The real action for every aspect of the economy happens at the margins. Entry-level jobs are not offered; the people who might otherwise take them decide it’s better to collect benefits and stay out of the workforce. Business expansions are delayed or canceled. Hundreds of dollars trimmed away from salaries to pay inflated ObamaCare premiums leave less money for consumer spending (something Obama used to make a big deal about, back when he was agitating for extension of a Social Security raid disguised as a “middle-class tax cut.”) There is mounting unease over what an unrestrained government that rewrites gigantic programs on the fly might do next.
And the reforms that could deliver economic growth grow ever more unthinkable.
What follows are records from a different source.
PR #1774, opened 2026-02-20
feat: export active branch instead of always exporting main

### LINKED ISSUE #1026: Export project in Settings panel (new Editor 'Dashboard') should export the current branch
image

At the moment, the export button on this dialogue will always export main branch for archive. It would be great to have it use the current branch id instead so that users can export specific branches without REST API

willeastcott:
## Summary

image

- The Export Project button in the Project Settings panel now exports the **currently active branch** rather than always defaulting to the main branch
- When version control is enabled, the button text displays the branch name (e.g. `EXPORT PROJECT (main)`) so users know which branch will be exported
- For legacy projects without version control, behavior is unchanged (exports main branch, no branch label shown)

## Changes

- **REST API** (`src/editor-api/rest/projects.ts`): Added optional `branchId` to `ProjectExportArgs` and updated `projectExport()` to send `branch_id` in the POST body when provided
- **Editor method** (`src/editor/project/project.ts`): Updated `projects:export` to accept and forward an optional `branchId` parameter
- **UI** (`src/editor/pickers/picker-project-main.ts`): Added `getExportButtonText()` helper that appends the branch name to the button label; passes `config.self.branch.id` when exporting the current project with version control

## Test plan

- [x] Open a project with version control enabled and verify the export button shows `EXPORT PROJECT (branchName)`
- [x] Click the export button and verify the correct branch is exported (not always main)
- [x] Switch to a different branch and verify the button text updates after navigating back to Project Settings
- [x] Open a legacy project (no version control) and verify the button still shows `EXPORT PROJECT` with no branch label
- [x] Verify the loader animation works correctly (button text clears during export, restores with branch name after)

Fixed #1026

### DIFF
--- a/CLAUDE.md
+++ b/CLAUDE.md
@@ -1,0 +1,1 @@
+AGENTS.md
--- a/sass/editor/_editor-main.scss
+++ b/sass/editor/_editor-main.scss
@@ -5584,7 +5584,7 @@ strong {
                             border-top: 1px solid $border-primary;
                         }
 
-                        .btn-view-changes {
+                        .btn-compare {
                             display: none;
                         }
                     }
--- a/src/editor/pickers/version-control/picker-version-control-checkpoints.ts
+++ b/src/editor/pickers/version-control/picker-version-control-checkpoints.ts
@@ -526,19 +526,18 @@ editor.once('load', () => {
         panelItem.flex = true;
 
         const label = new LegacyLabel({
-            text: 'Changes made since the last checkpoint'
+            text: 'Current working state of the branch'
         });
         panelItem.append(label);
 
-        // shortcut button to view changes
-        const btnViewChanges = new Button({
-            text: 'VIEW CHANGES',
+        const btnCompare = new Button({
+            text: 'COMPARE',
             size: 'small',
-            class: 'btn-view-changes'
+            class: 'btn-compare',
+            width: 110
         });
-        btnViewChanges.style.width = '110px';
-        panelItem.append(btnViewChanges);
-        btnViewChanges.on('click', () => {
+        panelItem.append(btnCompare);
+        btnCompare.on('click', () => {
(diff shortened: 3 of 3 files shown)


src/editor/project/project.ts
```diff
@@ -117,8 +117,8 @@ editor.once('load', () => {
     });
 
     // Export specified project
-    editor.method('projects:export', (projectId: string, success?: (result: unknown) => void, errorFn?: (error: unknown) => void) => {
-        editor.api.globals.rest.projects.projectExport({ projectId })
+    editor.method('projects:export', (projectId: string, branchId?: string, success?: (result: unknown) => void, errorFn?: (error: unknown) => void) => {
+        editor.api.globals.rest.projects.projectExport({ projectId, branchId })
```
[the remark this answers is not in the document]
willeastcott: The positional style matches every other method in project.ts, the method is internal with a single call-site (updated in the same commit), and an options object would be inconsistent with the existing pattern.

kpal81xd, line 121: Is the casing correct here? Referring to the comment i made in slack

willeastcott: `branchId` here is the internal TypeScript parameter name (camelCase, matching JS/TS convention). The translation to `branch_id` (snake_case, matching the REST API) happens in the REST layer in `projects.ts`:

```ts
if (args.branchId) {
    data.branch_id = args.branchId;
}
```

So the correct `branch_id` key is sent in the POST body - this is just the camelCase equivalent on the editor side.

willeastcott: See here: https://github.com/playcanvas/editor/pull/1774/changes#diff-4eb0c34ab1f60f61b07453702feab5a04fc6e46320b5087e62704ba63b2c7461R258-R260

PR #1843, opened 2026-03-03
[TEST] Enable parallel Playwright workers in CI

kpal81xd:
### What's Changed
- Set Playwright workers to 2 in CI (was hardcoded to 1), defaulting to Playwright's auto-detection locally
- Removed stale FIXME comments about account-per-worker

### Checks


kpal81xd:
Requires more testing and investigation to parallelize

Issue #1369, opened 2015-10-08
Panic on graceful shutdown (close of closed channel)


balboah:
For fleet version 0.10.2 on CoreOS Stable branch, there seems to be two problems:
- Might close an already closed channel upon graceful shutdown
- The ever growing list of goroutines when having etcd connection issues, almost **two million** in this example

```
... snip snip (a few days of 503) ...

Oct 08 07:52:21 fleetd[127879]: INFO client.go:298: Response 503 Service Unavailable from http://127.0.0.1:4001/ unusable
Oct 08 07:52:21 fleetd[127879]: ERROR client.go:214: Unable to get result for {Create /_coreos.com/fleet/machines/0553e988b3e14a6ebd7d3108a2ab4d8e/object}, retrying in 1s
Oct 08 07:52:22 fleetd[127879]: INFO client.go:298: Response 503 Service Unavailable from http://127.0.0.1:4001/ unusable
Oct 08 07:52:22 fleetd[127879]: ERROR client.go:214: Unable to get result for {Create /_coreos.com/fleet/machines/0553e988b3e14a6ebd7d3108a2ab4d8e/object}, retrying in 1s
Oct 08 07:52:23 fleetd[127879]: INFO client.go:298: Response 503 Service Unavailable from http://127.0.0.1:4001/ unusable
Oct 08 07:52:23 fleetd[127879]: ERROR client.go:214: Unable to get result for {Create /_coreos.com/fleet/machines/0553e988b3e14a6ebd7d3108a2ab4d8e/object}, retrying in 1s
Oct 08 07:53:24 systemd[1]: Stopping fleet daemon...
Oct 08 07:53:24 fleetd[127879]: INFO fleet.go:105: Gracefully shutting down
Oct 08 07:53:24 fleetd[127879]: panic: close of closed channel
Oct 08 07:53:24 fleetd[127879]: goroutine 1 [running]:
Oct 08 07:53:24 fleetd[127879]: main.func·002()
Oct 08 07:53:24 fleetd[127879]: /build/amd64-usr/var/tmp/portage/app-admin/fleet-0.10.2-r1/work/gopath/src/github.com/coreos/fleet/fleetd/fleet.go:106 +0x6b
Oct 08 07:53:24 fleetd[127879]: main.listenForSignals(0xc2080b0ae0)
[...]

PR #1067, opened 2014-12-17
panic due to double-close of channel

jonboulle:
I'm not sure what's going on here, but clearly fleet should never try to close an already-closed channel: From https://github.com/coreos/fleet/issues/1044:

```
Dec 02 18:26:05 ip-172-31-24-115.eu-west-1.compute.internal fleetd[570]: ERROR server.go:169: Server monitor triggered: Monitor timed out before successful heartbeat
Dec 02 18:26:05 ip-172-31-24-115.eu-west-1.compute.internal fleetd[570]: panic: runtime error: close of closed channel
Dec 02 18:26:05 ip-172-31-24-115.eu-west-1.compute.internal fleetd[570]: goroutine 11048 [running]:
Dec 02 18:26:05 ip-172-31-24-115.eu-west-1.compute.internal fleetd[570]: runtime.panic(0x77e400, 0x9bf155)
Dec 02 18:26:05 ip-172-31-24-115.eu-west-1.compute.internal fleetd[570]: /usr/lib/go/src/pkg/runtime/panic.c:279 +0xf5
Dec 02 18:26:05 ip-172-31-24-115.eu-west-1.compute.internal fleetd[570]: github.com/coreos/fleet/server.(*Server).Monitor(0xc208455560)
Dec 02 18:26:05 ip-172-31-24-115.eu-west-1.compute.internal fleetd[570]: /build/amd64-usr/var/tmp/portage/app-admin/fleet-0.8.3/work/fleet-0.8.3/gopath/src/github.com/coreos/fleet/server/server.go:171 +0xfb
Dec 02 18:26:05 ip-172-31-24-115.eu-west-1.compute.internal fleetd[570]: created by github.com/coreos/fleet/server.(*Server).Run
Dec 02 18:26:05 ip-172-31-24-115.eu-west-1.compute.internal fleetd[570]: /build/amd64-usr/var/tmp/portage/app-admin/fleet-0.8.3/work/fleet-0.8.3/gopath/src/github.com/coreos/fleet/server/server.go:152 +0x10e
Dec 02 18:26:05 ip-172-31-24-115.eu-west-1.compute.internal fleetd[570]: goroutine 16 [chan receive]:
Dec 02 18:26:05 ip-172-31-24-115.eu-west-1.compute.internal fleetd[570]: main.listenForSignals(0xc2080a5650)
[...]

PR #1452, opened 2016-03-01
Shutdown fixes/improvements

antrik:
Rebased from https://github.com/coreos/fleet/pull/1067 , and added a test case to verify the fix.

Should fix https://github.com/coreos/fleet/issues/1369

### DIFF
--- a/agent/agent.go
+++ b/agent/agent.go
@@ -57,11 +57,11 @@ func (a *Agent) MarshalJSON() ([]byte, error) {
 
 // Heartbeat updates the Registry periodically with an acknowledgement of the
 // Jobs this Agent is expected to be running.
-func (a *Agent) Heartbeat(stop chan bool) {
+func (a *Agent) Heartbeat(stop <-chan struct{}) {
 	a.heartbeatJobs(a.ttl, stop)
 }
 
-func (a *Agent) heartbeatJobs(ttl time.Duration, stop chan bool) {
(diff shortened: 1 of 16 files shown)


antrik:
Meh, the new test seems to fail intermittently now and then :-(

jonboulle:
How do they fail?

antrik:
@jonboulle in order to set the stage for triggering the condition we want to test, we first need to cut the network connection to etcd, and wait for the "Monitor triggered" message to show up in the journal. Sometimes this just waits forever. Don't know yet why this happens: whether we just miss the message for some reason; or whether fleet sometimes behaves differently, and the message is indeed not generated at all...

antrik:
I should probably note that this seems to happen occasionally both with the original and with the reworked code.

antrik:
OK, it turns out it was only my method of monitoring the journal that was unreliable -- with a different approach it appears to work better.

While at it, I added two extra commits to this PR, that are not strictly necessary, but related: one reduces the agent_ttl for fleet to speed up the new test; the other is a minor cleanup to the fleet code changed in this PR, which I stumbled upon while working on this stuff.

tixxdz:
@antrik could you re-push again so the semaphore runs again ?

antrik:
I guess Semaphore hates this PR :-( Let's try a new one...

tixxdz:
Ok this one was closed in favor of #1496

PR #1457, opened 2016-03-02
Pass on test script arguments to "go test" command

antrik:
This enables running only selected tests -- and maybe other useful things too...


tixxdz:
@jonboulle lgtm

The system calcifies; resistance to expanding the sphere of economic freedom stiffens. There are a trillion new ways to say that government can’t “afford” to give citizens the “gift” of allowing them to keep their own money, pursue opportunity according to their own judgment, or engage in mutually profitable commerce. It’s not just that Obama has taken America in the wrong direction; it’s that we can barely see the road not taken from here. Who ever thought we’d reach the point where defenders of an American President would say the loss of two and a half million jobs is a small price to pay for his agenda? It sounds like something that would have appeared in a vintage 2008 conservative parody of a 2014 Obama White House press release.